Inflation Eases in April, Bulls Grab the Reins

May 17, 2024
  • CPI decreases for first time this year
  • Disappointing retail sales helps fuel rate-cut expectations
  • Fed to slow the pace of balance-sheet run-off
  • Hot Producer Price Index a lone contrarian in most recent data releases

The Consumer Price Index (CPI) inflation gauge was released Wednesday. Inflation eased slightly in April, offering relief to the market and Federal Reserve alike, as the print reversed the trend of increasing inflation. CPI rose 3.4% year over year in April, the Labor Department reported. Core CPI, which excludes food and energy items, climbed 3.6% annually, the lowest increase since April 2021. The core print snapped a streak of six straight months of increasing inflation and three consecutive prints above market expectations. The print spurred a nine-basis-point intraday rally in the 10-year Treasury rate, which is down from a 4.75% April high to a current 4.40% level.

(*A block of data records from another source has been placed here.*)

PR #5317, opened 2024-08-20
eth rpc wrapper

jowparks:
## Summary
For registering RPCs for integration with external systems, but maintain our own api specification, I created this wrapper. It will make the endpoints registered available via the standardized JSON rpc system of eth nodes, but also with our typesafe client.

For example, an endpoint can hit:

`rpc/ethRouter` with request body:
```
{
  jsonrpc: '2.0'
  id: 1
  method: 'eth_sendRawTransaction`
  params: [{transaction: '0x....']
}
```

Which is the same as using our client at
`client.eth.sendRawTransaction({transaction: '0x....'})`
or
`rpc/eth/sendTransaction`

## Testing Plan
Test Passes.

## Documentation

```
[ ] Yes
```

## Breaking Change

```
[ ] Yes
```

### DIFF
--- a/ironfish/src/rpc/routes/eth/ethRouter.test.ts
+++ b/ironfish/src/rpc/routes/eth/ethRouter.test.ts
@@ -1,0 +1,36 @@
+/* This Source Code Form is subject to the terms of the Mozilla Public
+ * License, v. 2.0. If a copy of the MPL was not distributed with this
+ * file, You can obtain one at https://mozilla.org/MPL/2.0/. */
+import { Address } from '@ethereumjs/util'
+import { useAccountFixture } from '../../../testUtilities'
+import { createRouteTest } from '../../../testUtilities/routeTest'
+
+describe('Route eth/ethRouter', () => {
+  const routeTest = createRouteTest(false)
+
+  it('should handle eth_sendTransaction successfully', async () => {
+    const { node } = routeTest
+    const account = await useAccountFixture(node.wallet, 'test')
+    const address = Address.fromPrivateKey(Buffer.from(account.spendingKey, 'hex'))
+
+    const transactionRequest = {
+      jsonrpc: '2.0' as const,
+      id: 1,
+      method: 'eth_sendTransaction' as const,
+      params: [
+        {
+          from: address.toString(),
+          to: address.toString(),
+          gas: '0x5208',
+          gasPrice: '0x0',
+          value: '0x0',
+          data: '0x',
+        },
+      ],
+    }
+
+    const response = await routeTest.client.eth.ethRouter(transactionRequest)
+
+    expect(response.status).toEqual(200)
+  })
+})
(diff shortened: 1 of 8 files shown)


ironfish/src/rpc/routes/eth/ethRouter.ts
```diff
@@ -0,0 +1,88 @@
...
+        request.data.params[0],
+        '',
+        request.onEnd as (status: number, data?: unknown) => void,
+        request.onStream as (data: unknown) => void,
+      )
+      // eslint-disable-next-line @typescript-eslint/no-unsafe-argument, @typescript-eslint/no-explicit-any
+      await handlerEntry.handler(req as unknown as any, node)
+    } else {
+      throw new Error(`Unsupported method: ${request.data.method}`)
+    }
```
patnir, line 86: Here is the spec for returning errors: 

https://www.quicknode.com/docs/ethereum/error-references

This can be done in a separate PR, but I think the expectation is a similar object to the one that we send for successful queries.

patnir: Maybe worth leaving a comment here while it is not implemented

ironfish/src/rpc/routes/eth/ethRouter.ts
```diff
@@ -0,0 +1,88 @@
...
+  }
+} = {}
+
+export function registerEthRoute<TRequestSchema extends YupSchema, TResponse>(
+  ethRoute: string,
+  route: string,
+  requestSchema: TRequestSchema,
+  handler: RouteHandler<YupSchemaResult<TRequestSchema>, TResponse>,
+): void {
+  ethRoutes[ethRoute] = {
```
patnir, line 45: very cool

patnir:
Are the responses from this API in this format: 

```
{
    "jsonrpc": "2.0",
    "result": "0x13a1d15",
    "id": 0
}
```

jowparks:
> Are the responses from this API in this format:
> 
> ```
> {
>     "jsonrpc": "2.0",
>     "result": "0x13a1d15",
>     "id": 0
> }
> ```

They do not have the jsonrpc/id in the response, we could add that though

ironfish/src/rpc/routes/eth/ethRouter.test.ts
```diff
@@ -0,0 +1,36 @@
...
+ * License, v. 2.0. If a copy of the MPL was not distributed with this
+ * file, You can obtain one at https://mozilla.org/MPL/2.0/. */
+import { Address } from '@ethereumjs/util'
+import { useAccountFixture } from '../../../testUtilities'
+import { createRouteTest } from '../../../testUtilities/routeTest'
+
+describe('Route eth/ethRouter', () => {
+  const routeTest = createRouteTest(false)
+
+  it('should handle eth_sendTransaction successfully', async () => {
```
patnir, line 11: maybe also worth doing the eth_getAccount test and asserting the format of the response?

patnir:
eth spec seems to allow an empty params array, but it doesn't work currently. also i might be because i messed something up when implementing blockNumber?

image

works with an empty object in it: 

image

jowparks:
> eth spec seems to allow an empty params array, but it doesn't work currently. also i might be because i messed something up when implementing blockNumber?
> 
> image
> 
> works with an empty object in it:
> 
> image

Are you using the new register method for `blockNumber`?

danield9tqh (approved):

PR #5332, opened 2024-08-26
eth_getBalance RPC

jowparks:
## Summary
`eth` RPC can accept other statuses, but not sure they are well defined in our chain:
https://www.quicknode.com/docs/ethereum/eth_getBalance
`The block number in hexadecimal format or the string latest, earliest, pending, safe or finalized (safe and finalized tags are only supported on Ethereum, Gnosis, Arbitrum, Arbitrum Nova and Avalanche C-chain), see the default block parameter description in the official Ethereum documentation`
## Testing Plan
tests pass
## Documentation

```
[ ] Yes
```

## Breaking Change

```
[ ] Yes
```

### DIFF
--- a/ironfish/src/rpc/routes/eth/getBalance.ts
+++ b/ironfish/src/rpc/routes/eth/getBalance.ts
@@ -1,0 +1,60 @@
+/* This Source Code Form is subject to the terms of the Mozilla Public
+ * License, v. 2.0. If a copy of the MPL was not distributed with this
+ * file, You can obtain one at https://mozilla.org/MPL/2.0/. */
+import { Address } from '@ethereumjs/util'
+import * as yup from 'yup'
+import { Assert } from '../../../assert'
+import { FullNode } from '../../../node'
+import { BlockHeader } from '../../../primitives'
+import { RpcNotFoundError } from '../../adapters'
+import { ApiNamespace } from '../namespaces'
+import { registerEthRoute } from './ethRouter'
+
+export type EthGetBalanceRequest = {
+  address: string
+  blockNumber: string
+}
+
+export type EthGetBalanceResponse = string
+
+export const EthGetBalanceRequestSchema: yup.ObjectSchema<EthGetBalanceRequest> = yup
+  .object({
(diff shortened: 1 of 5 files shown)


ironfish/src/rpc/routes/eth/getBalance.ts
```diff
@@ -0,0 +1,60 @@
...
+import { Assert } from '../../../assert'
+import { FullNode } from '../../../node'
+import { BlockHeader } from '../../../primitives'
+import { RpcNotFoundError } from '../../adapters'
+import { ApiNamespace } from '../namespaces'
+import { registerEthRoute } from './ethRouter'
+
+export type EthGetBalanceRequest = {
+  address: string
+  blockNumber: string
```
hughy, line 15: I was thinking it was a bit odd to use 'Number' since this might be a tag like 'latest', but I see that some other providers (e.g., QuickNode) call it `blockNumber`

ironfish/src/rpc/routes/eth/getBalance.ts
```diff
@@ -0,0 +1,60 @@
...
+  `${ApiNamespace.eth}/getBalance`,
+  EthGetBalanceRequestSchema,
+  async (request, node): Promise<void> => {
+    Assert.isInstanceOf(node, FullNode)
+
+    const address = Address.fromString(request.data.address)
+    // TODO: latest, earliest, pending, safe or finalized in other chains, stubbing for now
+    let header: BlockHeader | null
+    if (request.data.blockNumber === 'latest') {
+      header = await node.chain.getHeader(node.chain.latest.hash)
```
hughy, line 42: nit - `node.chain.latest` is already a header

hughy (approved):

ironfish/src/rpc/routes/eth/getBalance.ts
jowparks: I agree, I am just following the eth spec, it is indeed a hex block sequence number I believe

danield9tqh (approved):

PR #5335, opened 2024-08-26
adds `eth_getTransactionByHash` rpc

jowparks:
## Summary
Returns eth transaction info based on eth transaction hash
Uses eth transaction hash -> utxo hash mapping in blockchain
## Testing Plan
tests pass
## Documentation

```
[ ] Yes
```

## Breaking Change

```
[ ] Yes
```


ironfish/src/rpc/routes/eth/getTransactionByHash.ts
```diff
@@ -0,0 +1,143 @@
...
+      throw new RpcNotFoundError(`Transaction ${request.data} not found`)
+    }
+    if (!transaction.transaction.evm) {
+      throw new RpcNotFoundError(`Transaction ${request.data} does not have EVM description`)
+    }
+    const ethTransaction = evmDescriptionToLegacyTransaction(transaction.transaction.evm)
+    // TODO deal with items that are mocked
+    request.end({
+      blockHash: EthUtils.prefix0x(transaction.blockHash.toString('hex')),
+      blockNumber: EthUtils.prefix0x(transaction.sequence.toString(16)),
```
danield9tqh, line 122: Could prob use a number / bigint to hex string util since we're using this a lot

danield9tqh (approved):

ironfish/src/rpc/routes/eth/getTransactionByHash.ts
```diff
@@ -0,0 +1,143 @@
...
+      maxFeePerGas: '0x',
+      maxPriorityFeePerGas: '0x',
+      hash: EthUtils.prefix0x(Buffer.from(ethTransaction.hash()).toString('hex')),
+      input: EthUtils.prefix0x(Buffer.from(ethTransaction.data).toString('hex')),
+      nonce: EthUtils.prefix0x(ethTransaction.nonce.toString(16)),
+      to: ethTransaction.to === undefined ? null : ethTransaction.to.toString(),
+      value: EthUtils.prefix0x(ethTransaction.value.toString(16)),
+      type: EthUtils.prefix0x(ethTransaction.type.toString(16)),
+      accessList: [],
+      chainId: '0x42069',
```
hughy, line 136: 😂 

at some point we might need to figure out what to use for the chainId. I think it should ideally be a parameter to signing, too

ironfish/src/rpc/routes/eth/getTransactionByHash.ts
```diff
@@ -0,0 +1,143 @@
...
+      | {
+          transaction: Transaction
+          initialNoteIndex: number
+          sequence: number
+          blockHash: Buffer
+          previousBlockHash: Buffer
+          timestamp: Date
+        }
+      | undefined = undefined
+    let transactionNum = 0
```
hughy, line 104: I think we'll end up creating a util for this because there are multiple eth endpoints that return `transactionIndex`

hughy (approved):

ironfish/src/rpc/routes/eth/getTransactionByHash.ts
jowparks: Added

Consumer Price INdex (CPI)

Source: U.S. Bureau of Labor Statistics

As noted in our January FOMC meeting recap, Fed Chair Jerome Powell has significantly cooled market expectations for rate cuts in 2024. In January there were six rate cuts priced into the market; in late April projections fell to just one. General market sentiment on rate cuts has been bearish since the start of the year, but things have begun to shift. Wednesday’s inflation print, coupled with a disappointing retail sales number, has helped further fuel bullish market sentiment that was initially ignited by the weak nonfarm payrolls print released in early May. The market is now pricing in a 55% probability of a rate cut in September and a 60% probability of a cut in December. Next month’s Federal Open Market Committee (FOMC) meeting will be highly anticipated by the market, as the Fed will be releasing their updated dot plot, providing guidance to the market on future policy.

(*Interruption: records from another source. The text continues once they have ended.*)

PR #5337, opened 2024-08-27
adds db store for evm receipts

hughy:
## Summary

stores most of the same fields as geth, but excludes fields that we can obtain from the transaction or block and excludes blob-related fields because we haven't addressed blobs

defines a separate interface for the values stored in the db store since the RunTxResult has many nested fields

updates the store in tandem with the ethTransactionHashToTransactionHash store

TODO: we don't accurately track cumulativeGasUsed right yet

## Documentation

```
[ ] Yes
```

## Breaking Change

```
[ ] Yes
```

### DIFF
--- a/ironfish/src/blockchain/database/blockchaindb.ts
+++ b/ironfish/src/blockchain/database/blockchaindb.ts
@@ -25,6 +25,7 @@ import {
   AssetToContractTokenSchema,
   ContractTokenToAssetSchema,
   ethTransactionHashToTransactionHashSchema,
+  EvmReceiptSchema,
   HashToNextSchema,
   HeadersSchema,
   MetaSchema,
@@ -34,6 +35,7 @@ import {
   TransactionsSchema,
 } from '../schema'
 import { AssetValue, AssetValueEncoding } from './assetValue'
+import { EvmReceiptValue, EvmReceiptValueEncoding } from './evmReceiptValue'
 import { HeaderEncoding, HeaderValue } from './headers'
 import { SequenceToHashesValueEncoding } from './sequenceToHashes'
 import { TransactionsValue, TransactionsValueEncoding } from './transactions'
@@ -67,6 +69,8 @@ export class BlockchainDB extends TransactionalDatabase {
   transactionHashToBlockHash: IDatabaseStore<TransactionHashToBlockHashSchema>
   // EthTransactionHash -> TransactionHash
   ethTransactionHashToTransactionHash: IDatabaseStore<ethTransactionHashToTransactionHashSchema>
+  // EthTransactionHash -> Transaction Receipt
+  evmTransactionReceipts: IDatabaseStore<EvmReceiptSchema>
 
   stateManager: IronfishStateManager
 
@@ -145,6 +149,12 @@ export class BlockchainDB extends TransactionalDatabase {
       name: 'ett',
       keyEncoding: BUFFER_ENCODING,
       valueEncoding: BUFFER_ENCODING,
+    })
+
+    this.evmTransactionReceipts = this.db.addStore({
+      name: 'er',
+      keyEncoding: BUFFER_ENCODING,
+      valueEncoding: new EvmReceiptValueEncoding(),
     })
 
     this.stateManager = new IronfishStateManager(this.db)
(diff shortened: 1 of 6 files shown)


ironfish/src/blockchain/database/blockchaindb.ts
```diff
@@ -422,6 +432,18 @@ export class BlockchainDB extends TransactionalDatabase {
...
   }
 
+  async putEvmReceipt(
+    ethTransactionHash: Buffer,
+    receipt: EvmReceiptValue,
+    tx?: IDatabaseTransaction,
+  ): Promise<void> {
+    return this.evmTransactionReceipts.put(ethTransactionHash, receipt, tx)
+  }
+
```
jowparks, line 442: Gonna need a get field, might as well add it here

ironfish/src/blockchain/database/evmReceiptValue.ts
```diff
@@ -0,0 +1,141 @@
+/* This Source Code Form is subject to the terms of the Mozilla Public
+ * License, v. 2.0. If a copy of the MPL was not distributed with this
+ * file, You can obtain one at https://mozilla.org/MPL/2.0/. */
+import type { IDatabaseEncoding } from '../../storage/database/types'
+import { Log } from '@ethereumjs/evm'
+import { RunTxResult } from '@ethereumjs/vm'
+import bufio from 'bufio'
+
```
jowparks, line 8: nit: why not just call it `EvmReceipt`?

ironfish/src/blockchain/database/evmReceiptValue.ts
```diff
@@ -0,0 +1,141 @@
...
+  type: number
+  status: number
+  contractAddress?: Buffer
+  logsBloom: Buffer
+  logs: Log[]
+  gasUsed: bigint
+  cumulativeGasUsed: bigint
+
+  // fields below are included in Geth serialization, but we may not need them
+
```
jowparks, line 19: Can we derive `effectiveGasPrice` from somewhere else? Seems like it is worth storing even if it will always be 0 for now.

ironfish/src/blockchain/database/evmReceiptValue.test.ts
```diff
@@ -0,0 +1,64 @@
...
+    const tx = new LegacyTransaction({
+      nonce: 0n,
+      to: GLOBAL_CONTRACT_ADDRESS,
+      gasLimit: 1000000n,
+      gasPrice: 0n,
+      value: 500n,
+      data: encodedFunctionData,
+    })
+
+    const signed = tx.sign(Buffer.from(evmAccount.privateKey.replace(/0x/g, ''), 'hex'))
```
jowparks, line 49: nit: EthUtils.remove0x

jowparks (approved):
LGTM

ironfish/src/blockchain/database/evmReceiptValue.ts
hughy: There's a derivation in the ethereumjs implementation of `eth_getTransactionReceipt`: 
```
    const effectiveGasPrice = tx.supports(Capability.EIP1559FeeMarket)
      ? (tx as FeeMarketEIP1559Transaction).maxPriorityFeePerGas <
        (tx as FeeMarketEIP1559Transaction).maxFeePerGas - block.header.baseFeePerGas!
        ? (tx as FeeMarketEIP1559Transaction).maxPriorityFeePerGas
        : (tx as FeeMarketEIP1559Transaction).maxFeePerGas -
          block.header.baseFeePerGas! +
          block.header.baseFeePerGas!
      : (tx as LegacyTransaction).gasPrice
 ```
 
 I think for now it should always be `tx.gasPrice` since we're using legacy transactions, but it looks like in general we can derive it from the transaction and block.

ironfish/src/blockchain/database/evmReceiptValue.ts
hughy: I was basing this off of other `*Value` interfaces that we use in databases (`AccountValue`, `AssetValue`, etc.). I think if we end up using this interface outside of just storing data in the database then we should drop the `Value`.

ironfish/src/blockchain/database/blockchaindb.ts
hughy: Added!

The inflation print has polarized the market. Market bulls believe that a soft landing is in view: As inflation cools again, the labor market has begun to weaken, and consumer spending has tailed off. On the other hand, market bears note that the April CPI print was the first of the year to tick down—and only did so slightly. Inflation remains above the Fed’s 2% goal and seems to be taking a “two steps forward, one step back” approach in getting there. We get a whole slew of data before the next meeting, with the Fed’s preferred inflation gauge, Personal Consumption Expenditures (PCE), coming out at month-end, quickly followed by Nonfarm Payrolls and the Unemployment Rate. Based on the meeting schedule, the Fed should have a look at another CPI number during their meeting, all of which will help drive the highlight of the June meeting: the revised dot plot.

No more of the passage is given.